**WHAT IS BEING ASKED**
What you return must match the records character for character.

**DATA**
↓
PR #19667, opened 2025-11-12
feat(flashblock): improve state root calculation condition

0x00101010:
Towards: https://github.com/paradigmxyz/reth/issues/18255

Improve flashblock state_root calculation condition


crates/optimism/flashblocks/src/sequence.rs
```diff
@@ -13,18 +13,24 @@ use tracing::{debug, trace, warn};
...
 const FLASHBLOCK_SEQUENCE_CHANNEL_SIZE: usize = 128;
 
+/// Outcome from executing a flashblock sequence.
+#[derive(Debug, Clone, Copy)]
+pub struct SequenceExecutionOutcome {
+    /// The block hash of the executed pending block
+    pub block_hash: B256,
+    /// Properly computed state root
+    pub state_root: B256,
+}
```
mattsse, line 23: this is better, yes

crates/optimism/flashblocks/src/service.rs
```diff
@@ -190,9 +185,38 @@ where
...
 
-        // Check if state root must be computed
-        let compute_state_root =
-            self.compute_state_root && self.blocks.index() >= Some(FB_STATE_ROOT_FROM_INDEX as u64);
+        // Auto-detect when to compute state root: only if the builder didn't provide it (sent
+        // B256::ZERO) and we're near the expected final flashblock index.
+        //
+        // Background: Each block period receives multiple flashblocks at regular intervals.
+        // The sequencer sends an initial "base" flashblock at index 0 when a new block starts,
+        // then subsequent flashblocks are produced every FLASHBLOCK_BLOCK_TIME intervals (200ms).
```
mattsse, line 202: this is very helpful

crates/optimism/rpc/src/eth/mod.rs
```diff
@@ -506,9 +515,15 @@ where
...
             let in_progress_rx = service.subscribe_in_progress();
-
             ctx.components.task_executor().spawn(Box::pin(service.run(tx)));
 
+            info!(target: "reth::cli", "Launching FlashBlockConsensusClient");
+            let flashblock_client = FlashBlockConsensusClient::new(
+                ctx.engine_handle.clone(),
+                flashblocks_sequence.subscribe(),
+            )?;
+            ctx.components.task_executor().spawn(Box::pin(flashblock_client.run()));
```
mattsse: I think we need one more setting for this 

maybe we call this `--flashblock-consensus` or `--flashblock-engine` ?

the we wire from cli to Opethapibuilder


https://github.com/paradigmxyz/reth/blob/7a599dc13018acc7f7d206581bf4cd4eb6368091/crates/optimism/rpc/src/eth/mod.rs#L390-L390

like we do with flashblocks url:

https://github.com/paradigmxyz/reth/blob/7a599dc13018acc7f7d206581bf4cd4eb6368091/crates/optimism/node/src/node.rs#L196-L196

https://github.com/paradigmxyz/reth/blob/7a599dc13018acc7f7d206581bf4cd4eb6368091/crates/optimism/node/src/node.rs#L838-L838

crates/optimism/flashblocks/src/consensus.rs
```diff
@@ -1,86 +1,143 @@
...
-                    // Send FCU
-                    let _ = self
-                        .engine_handle
-                        .fork_choice_updated(state, None, EngineApiMessageVersion::V3)
-                        .await;
+            // FCU to update tip, only after successful engine_newPayload
+            let fcu_state = alloy_rpc_types_engine::ForkchoiceState {
+                head_block_hash: block_hash,
+                safe_block_hash: B256::ZERO,
+                finalized_block_hash: B256::ZERO,
```
mattsse: this works once the node caught up, but if you want to sync a new node via flashblocks then we also need to choose a finalized block so we can kick off p2p backfill sync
↑
**EXPECTED ANSWER**
PR #19667, opened 2025-11-12
feat(flashblock): improve state root calculation condition

0x00101010:
Towards: https://github.com/paradigmxyz/reth/issues/18255

Improve flashblock state_root calculation condition


crates/optimism/flashblocks/src/sequence.rs
```diff
@@ -13,18 +13,24 @@ use tracing::{debug, trace, warn};
...
 const FLASHBLOCK_SEQUENCE_CHANNEL_SIZE: usize = 128;
 
+/// Outcome from executing a flashblock sequence.
+#[derive(Debug, Clone, Copy)]
+pub struct SequenceExecutionOutcome {
+    /// The block hash of the executed pending block
+    pub block_hash: B256,
+    /// Properly computed state root
+    pub state_root: B256,
+}
```
mattsse, line 23: this is better, yes

crates/optimism/flashblocks/src/service.rs
```diff
@@ -190,9 +185,38 @@ where
...
 
-        // Check if state root must be computed
-        let compute_state_root =
-            self.compute_state_root && self.blocks.index() >= Some(FB_STATE_ROOT_FROM_INDEX as u64);
+        // Auto-detect when to compute state root: only if the builder didn't provide it (sent
+        // B256::ZERO) and we're near the expected final flashblock index.
+        //
+        // Background: Each block period receives multiple flashblocks at regular intervals.
+        // The sequencer sends an initial "base" flashblock at index 0 when a new block starts,
+        // then subsequent flashblocks are produced every FLASHBLOCK_BLOCK_TIME intervals (200ms).
```
mattsse, line 202: this is very helpful

crates/optimism/rpc/src/eth/mod.rs
```diff
@@ -506,9 +515,15 @@ where
...
             let in_progress_rx = service.subscribe_in_progress();
-
             ctx.components.task_executor().spawn(Box::pin(service.run(tx)));
 
+            info!(target: "reth::cli", "Launching FlashBlockConsensusClient");
+            let flashblock_client = FlashBlockConsensusClient::new(
+                ctx.engine_handle.clone(),
+                flashblocks_sequence.subscribe(),
+            )?;
+            ctx.components.task_executor().spawn(Box::pin(flashblock_client.run()));
```
mattsse: I think we need one more setting for this 

maybe we call this `--flashblock-consensus` or `--flashblock-engine` ?

the we wire from cli to Opethapibuilder


https://github.com/paradigmxyz/reth/blob/7a599dc13018acc7f7d206581bf4cd4eb6368091/crates/optimism/rpc/src/eth/mod.rs#L390-L390

like we do with flashblocks url:

https://github.com/paradigmxyz/reth/blob/7a599dc13018acc7f7d206581bf4cd4eb6368091/crates/optimism/node/src/node.rs#L196-L196

https://github.com/paradigmxyz/reth/blob/7a599dc13018acc7f7d206581bf4cd4eb6368091/crates/optimism/node/src/node.rs#L838-L838

crates/optimism/flashblocks/src/consensus.rs
```diff
@@ -1,86 +1,143 @@
...
-                    // Send FCU
-                    let _ = self
-                        .engine_handle
-                        .fork_choice_updated(state, None, EngineApiMessageVersion::V3)
-                        .await;
+            // FCU to update tip, only after successful engine_newPayload
+            let fcu_state = alloy_rpc_types_engine::ForkchoiceState {
+                head_block_hash: block_hash,
+                safe_block_hash: B256::ZERO,
+                finalized_block_hash: B256::ZERO,
```
mattsse: this works once the node caught up, but if you want to sync a new node via flashblocks then we also need to choose a finalized block so we can kick off p2p backfill sync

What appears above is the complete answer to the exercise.